EXERCISE DATA section start

PR #2991, opened 2026-09-23
fix(tts-voiceover): escape percent in argparse help default

MohammedAlkindi:
**Description**

`DEFAULT_RATE` is `+10%`, so the interpolated `--rate` help string ended in a bare `%)`. argparse expands help via `help_string % params`, which raises `unsupported format character ')'`. Python 3.14 validates every help string as the action is added, so `add_argument` raises `badly formed help string` and the parser cannot be constructed. Escaping it leaves the rendered text identical.

CI covers 3.11 and 3.12, so it will not show this either way. The break appears on 3.14, which `requires-python = ">=3.11"` admits.

**Related Issues**

None.

**Type of Change**

- [x] Bug fix (non-breaking change fixing an issue)

**Testing**

On CPython 3.14.7 the suite goes from 8 failed, 32 passed to 40 passed, and stays at 40 passed on 3.13. `--help` still prints `Speech prosody rate (default: +10%)`. Measured on the standard build.

**Required Checks**

- [x] Files follow existing naming conventions
- [x] Changes are backwards compatible
- [ ] Tests added: existing tests cover this; they could not run on 3.14

**Required Local Checks**

- [x] `ruff check` and `ruff format --check`: clean
- [ ] `npm run validate:local` needs `pwsh`, absent here, so CI covers it

**Security Considerations**

- [x] No sensitive or NDA information, no new dependencies


rezatnoMsirhC (commented):
Thank you for the contribution and the clear write-up.

The existing parser tests in `tests/test_generate_voiceover.py` only call `parse_args`, so the help text is never rendered, which is why CI on 3.11 and 3.12 didn't catch this. argparse `%`-formats help strings whenever it renders them ([docs](https://docs.python.org/3/library/argparse.html#help)), so the old string should also make `--help` fail on those versions. Could you check that? If it does, could we add a small regression test to `TestCreateParser` so CI catches this in the future? For example:

```python
    def test_given_default_rate_when_help_formatted_then_renders_percent(self):
        # Act
        help_text = create_parser().format_help()

        # Assert
        assert "+10%" in help_text
```

.github/skills/experimental/tts-voiceover/scripts/generate_voiceover.py
```diff
@@ -241,7 +241,7 @@ def create_parser() -> argparse.ArgumentParser:
     parser.add_argument(
         "--rate",
         default=DEFAULT_RATE,
-        help=f"Speech prosody rate (default: {DEFAULT_RATE})",
+        help=f"Speech prosody rate (default: {DEFAULT_RATE.replace('%', '%%')})",
```
rezatnoMsirhC, line 244: Thanks for tracking this down. Could we let argparse fill in the default with `%(default)s` instead of escaping it by hand? It's the standard argparse approach, it stays correct if `DEFAULT_RATE` changes, and the output is the same (`+10%`). I checked it on 3.14. See https://docs.python.org/3/library/argparse.html#help.

```suggestion
        help="Speech prosody rate (default: %(default)s)",
```

PR #1980, opened 2021-02-05
MAST: making AWS clous access anonymous

ceb8:
MAST data on AWS is now free to the world, so this PR changes MAST cloud access from "RequesterPays" to anonymous access.


ceb8:
@bsipocz Looking at the failing tests here, it's not on the mast module, so I'm thinking that failure shouldn't block this PR being merged?

PR #1988, opened 2021-02-10
Add alternative server with the same interface as HEASARC, but different tables (more recent data of INTEGRAL, some CTA tables)

volodymyrss:
[ISDC](https://www.isdc.unige.ch/) is providing INTEGRAL data for the community, and HEASARC imports tables from it, with a delay. ISDC uses [copy of the HEASARC service](https://www.isdc.unige.ch/browse/w3table.pl) - older version, and hence can be added as an alternative source, with some extra handling of exception in decoding, relevant in some cases.

Relation between ISDC and HEASARC is explained here: https://heasarc.gsfc.nasa.gov/docs/integral/inthp_archive.html


volodymyrss:
In addition to ISDC interface, we suggest a modification to validate requests, forbidding unknown parameters, which are otherwise ignored.  Without this, a simple typo could result in unexpected results, without a warning.

volodymyrss:
It is possible that instead it would be better to make another module, say, "isdc",  and re-use most of the heasarc module in it. Though most of the changes to heasarc module here (such as allowed parameter checking, time range) could be  of general use.

volodymyrss:
Thanks @bsipocz for assigning the label!
I wonder if I am following the correct procedure with this PR, by creating it without prior issue or other discussions. I would not want to break conventions and appear inconsiderate.

astroquery/heasarc/core.py
```diff
@@ -188,9 +204,10 @@ def _fallback(self, content):
         colstart = [y for x, y in header.items() if "TBCOL" in x]
         collens = [int(float(y[1:]))
                    for x, y in header.items() if "TFORM" in x]
+
         new_table = []
 
-        old_table = content.split("END")[-1].strip()
+        old_table = content.decode().split("END")[-1].strip()
```
keflavich, line 210: `content.decode` should (almost) never be needed; you may want to use `response.text` instead of `response.content` when receiving the web content.

astroquery/heasarc/core.py
```diff
@@ -228,7 +245,10 @@ def _parse_result(self, response, verbose=False):
             table = Table.read(data, hdu=1)
             return table
         except ValueError:
-            return self._fallback(response.content)
+            try:
+                return self._fallback(response.content)
```
keflavich, line 249: following the note above - maybe this should be `response.text`?

docs/heasarc/heasarc.rst
```diff
@@ -189,6 +189,20 @@ that can be queried.
 The returned table includes both the names and a short description of each 
 mission table.
 
+Using alternative HEASARC servers
+-------------------------------
```
keflavich, line 193:
```suggestion
---------------------------------
```

docs/heasarc/heasarc.rst
```diff
@@ -189,6 +189,20 @@ that can be queried.
...
+
+It is possible to set alternative locations for HEASARC server. One such location
+is hosted by `INTEGRAL Science Data Center <https://www.isdc.unige.ch/>`_, and has further, 
+more recent, tables relevant for INTEGRAL spacecraft.
```
keflavich, line 197: suggestion: add an example grabbing one of those new tables to show users why they might want to use this mirror

astroquery/heasarc/core.py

EXERCISE DATA section end

→ **YOUR GOAL**
In the lines above, find each one with "conventions" and list it.

→ **RESPONSE TO THIS TASK**
- [x] Files follow existing naming conventions
I wonder if I am following the correct procedure with this PR, by creating it without prior issue or other discussions. I would not want to break conventions and appear inconsiderate.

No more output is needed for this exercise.